Послышался шорох, и Уголек отошел от ветки.
— Воробей, тут ветка, — сипло сказал Львиносвет. Воробей почувствовал, как брат схватил его за шкирку, приподнял и поставил на шершавую кору. — Шагай прямо вперед, — приказал Львиносвет, поддерживая его сзади. — И быстрее!
Подталкиваемый Львиносветом, Воробей засеменил вперед, стараясь не обращать внимания на палящий жар и рев огня. Острая боль пронзила подушечку на его лапе, когда он наступил на горящую ветку, но Воробей только зашипел сквозь стиснутые зубы. Внезапно стена зноя исчезла, и он неуклюже свалился с ветки. Земля под лапами была горячая, но не горящая! Он был спасен!
Через несколько мгновений Львиносвет и Остролистая присоединились к нему.

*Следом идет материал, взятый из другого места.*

PR #5137, opened 2026-05-15
feat: Add PostGIS geography type support

charlesarchibong:
## PostGIS Geography Type Support

This PR adds native PostGIS geography type support to Serverpod, enabling server-side spatial data modeling with `GeographyPoint`, `GeographyLineString`, `GeographyPolygon`, and `GeographyGeometryCollection` column types.

### What's changing

**New column types** — four geography types can now be declared in `.spy.yaml` model files:
- `GeographyPoint` → maps to `geography(Point,4326)` in PostgreSQL / `TEXT` in SQLite
- `GeographyLineString` → `geography(LineString,4326)` / `TEXT`
- `GeographyPolygon` → `geography(Polygon,4326)` / `TEXT`
- `GeographyGeometryCollection` → `geography(GeometryCollection,4326)` / `TEXT`

**Dart serialisation** — new types in `serverpod_serialization` with full WKT/GeoJSON/WKB parse & encode support, `copyWith`, and null-safe equality.

**Database integration** — `ColumnType` enum extended; Postgres dialect emits `CREATE EXTENSION IF NOT EXISTS postgis` and correct `geography(...)` DDL; SQLite stores as `TEXT`.

**Code generation** — `serverpod_cli` generator maps each geography type to its Dart class and SQL type string.

**Docker** — the local test Postgres container (`docker-local/`) now uses a custom image based on `pgvector/pgvector:pg16` with `postgresql-16-postgis-3` installed, so both pgvector and PostGIS are available in development.

**Tests** — serialisation unit tests, column query tests, spatial-operations tests (`ST_DWithin`, `ST_Intersects`, `ST_Distance`, `ST_Covers`), code-generation tests for both Postgres and SQLite dialects.

### Issues fixed

Fixes #2439

## Pre-launch Checklist

- [x] I read the [Contribute](https://docs.serverpod.dev/contribute) page and followed the process outlined there for submitting PRs.
- [x] This update contains only one single feature or bug fix and nothing else.
- [x] I read and followed the [Dart Style Guide](https://dart.dev/guides/language/effective-dart/style) and formatted the code with `dart format`.
- [x] I listed at least one issue that this PR fixes in the description above.
- [x] I updated/added relevant documentation (doc comments with `///`), and made sure that the documentation follows the same style as other Serverpod documentation. I checked spelling and grammar.
- [x] I added new tests to check the change I am making.
- [x] All existing and new tests are passing.
- [x] Any breaking changes are documented below.

## Breaking changes

[...]

PR #5392, opened 2026-06-25
feat: Support GiST and SP-GiST indexes on geography columns

### LINKED ISSUE #5389: Support GiST and SP-GiST indexes on geography columns
### Problem to Solve

PostGIS spatial queries benefit from GiST and SP-GiST indexes, but Serverpod does not yet support declaring these index types on geography model fields. Without them, proximity and spatial-filter queries may not perform well at scale.

### Proposal

Extend Serverpod's index support so geography model fields can declare GiST and SP-GiST indexes. Generated migrations and table definitions should create the appropriate PostGIS index types when specified in the model.

### Use Case

A store-locator API filters locations with `ST_DWithin` and orders results by distance. Developers add a spatial index on the geography column in their model so common location queries stay fast as the dataset grows.

### Alternatives

- Rely on sequential scans and accept slower queries at scale.
- Manage spatial indexes manually outside Serverpod's migration and code generation workflow.

### Additional context

Follow-up from https://github.com/serverpod/serverpod/pull/5137. GiST/SP-GiST support was intentionally scoped out of the initial PostGIS geography PR.

charlesarchibong:
Follow-up to #5137. This adds the index piece we left out of the initial PostGIS PR, so geography fields can declare GiST and SP-GiST indexes for faster spatial queries.

You can now set `type: gist` or `type: spgist` on an index over a geography field. If no type is given it defaults to `gist`, which is the usual choice for spatial data. The other index types (`btree`, `gin`, `brin`, `hash`) are rejected on geography fields with an error since they don't work on geography columns. I also disallowed mixing geography and non-geography fields in the same index, matching what we already do for vector fields. Multiple geography columns in one index is allowed though, since a multi-column GiST index is valid in PostGIS.

Most of the plumbing was already there (the generic `USING <type>` path handles gist/spgist fine), so the changes are small and stick close to the existing pgvector handling: a default in `_parseIndexType`, the restriction in `validateIndexType`, the field-mixing guard in `_validateIndexFieldNames`, and an `ObjectWithGeographyIndex` model for the integration test.

## Testing

- Validation: default falls back to `gist`, `gist`/`spgist` are accepted, unsupported types and geography/non-geography mixing are rejected, and a multi-geography index is allowed.
- SQL generation: `gist`/`spgist` produce `CREATE INDEX ... USING gist/spgist (...)` with no operator class.
- Integration (`index_test.dart`): the generated migration creates the indexes, checked by analysing the database schema (default, explicit gist, explicit spgist).

I also confirmed against PostGIS 3.6 that both gist and spgist work on all four geography types (Point, LineString, Polygon, GeometryCollection), so there's no per-type restriction needed.

One thing worth a note for the docs follow-up: SP-GiST on the geography type needs a recent enough PostGIS. It works on the version we run in CI, and a declared index on an older install would fail at migration time with a clear Postgres error, same as the existing PostGIS extension requirement.

Closes #5389.


charlesarchibong:
@marcelomendoncasoares, this is the GiST/SP-GiST follow-up from #5137 that you assigned me on #5389, ready for review whenever you get a chance. Thanks again for all the guidance on the first one! 🙏

charlesarchibong:
@marcelomendoncasoares the failing "Unit tests IO (3.41.5)" check isn't a real failure, the tests passed, and the runner was killed with exit 143 ("received a shutdown signal") right at the end. Mind re-running the failed job? Should be green on a fresh runner. Thanks!

tests/serverpod_test_server/lib/src/models/object_with_geography_index.spy.yaml
```diff
@@ -0,0 +1,16 @@
...
+
+indexes:
+  geography_index_default:
+    fields: point
+  geography_index_gist:
+    fields: pointIndexedGist
+    type: gist
+  geography_index_spgist:
+    fields: pointIndexedSpgist
+    type: spgist
```
marcelomendoncasoares: Suggestion: Instead of adding one file with indexes, add the indexes to the existing `ObjectWith*` for the Geography classes as we do with vector. This will allow testing the index generation for all types - each object should receive the whole set of indexes.

tests/serverpod_test_server/test_integration/index_test.dart
```diff
@@ -410,4 +410,60 @@ void main() async {
...
     },
   );
+
+  group(
+    'Given declared ObjectWithGeographyIndex class when analyzing database schema',
+    () {
+      late List<IndexDefinition> indexes;
+
+      setUpAll(() async {
+        var databaseDefinition = await session.db.analyzer.analyze();
```
marcelomendoncasoares, line 420: Comment: After moving indexes to the `ObjectWith*` classes, we should expand this test to validate all combinations - as we do with Vector, HalfVector, SparseVector and Bit.

marcelomendoncasoares (changes requested):
Great work again, @charlesarchibong! I have only one suggestion to expand the indexes coverage on the tests to all Geography test models, so we validate the full set. Apart from this, changes looks good!

tests/serverpod_test_server/lib/src/models/object_with_geography_index.spy.yaml
charlesarchibong: Done, replaced the single model with one `ObjectWith*` per geography type (Point, LineString, Polygon, GeometryCollection), each carrying the full index set (default → gist; explicit gist; explicit spgist), mirroring the vector models.

tests/serverpod_test_server/test_integration/index_test.dart
charlesarchibong: Done, `index_test.dart` now has a group per geography type validating every default/gist/spgist combination, like the Vector/HalfVector/SparseVector/Bit groups. All 12 combinations are verified against PostGIS.

charlesarchibong:
Thanks @marcelomendoncasoares! Addressed both, there's now an `ObjectWith*` model per geography type (Point, LineString, Polygon, GeometryCollection), each with the full default/gist/spgist index set, and `index_test.dart` validates every combination across all four types. Ready for another look 🙏

charlesarchibong:
@marcelomendoncasoares the red "Unit tests IO (3.41.5, windows-latest)" is a flaky Flutter app-launch test (`flutter_app_manager_test.dart` → "Failed to launch" on the Windows runner), unrelated to this change. Could you re-run the failed job when you get a chance? 🙏

Also put up the docs for this feature: serverpod/serverpod_docs#661

marcelomendoncasoares (approved):
LGTM! 🚀

Thank you one more time for this great contribution, @charlesarchibong!!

Над их головами сердито грохотал гром, но его раскаты уже затихали. Гроза уходила. Милосердный дождь вновь хлынул с неба, прибивая к земле огонь. Ветер стих, так что падающих деревьев тоже можно было не бояться. Из лежавшего внизу оврага послышались кошачьи крики — наверное, Грозовые воители вернулись в свой лагерь и заметили котов, стоявших на вершине утеса. Но Воробью и его брату с сестрой было сейчас не до них.
— Белка? — раздался рядом дрожащий голос Остролистой. — Это ведь неправда, да? Мы твои дети?
Повисла долгая тишина, но Воробей уже знал ответ. Он растворился в чувствах Белки, его терзала ее тоска, боль и сожаление, но сильнее всех этих ужасных переживаний была всепоглощающая любовь — материнская любовь к своим детям. И тогда Воробей понял самое главное: сколько бы правды не было в словах Белки, она все равно любила их. Но она не была их матерью.
— Простите меня, — прошептала Белка. — Я давно должна была открыть вам правду.
— О чем ты говоришь? — рявкнул Львиносвет, и Воробей невольно зажмурился, почувствовав нарастающий гнев брата.
— Мы думали, так будет лучше для всех! — дрожащим голосом ответила Белка. — Клянусь вам, это было самое тяжелое решение в нашей жизни.
— В нашей? — резко переспросил Львиносвет. — Кто такие мы?!
Белка ничего не ответила, а в голове у нее царил такой хаос любви, сожаления и отчаяния, что Воробью не удалось ничего выяснить.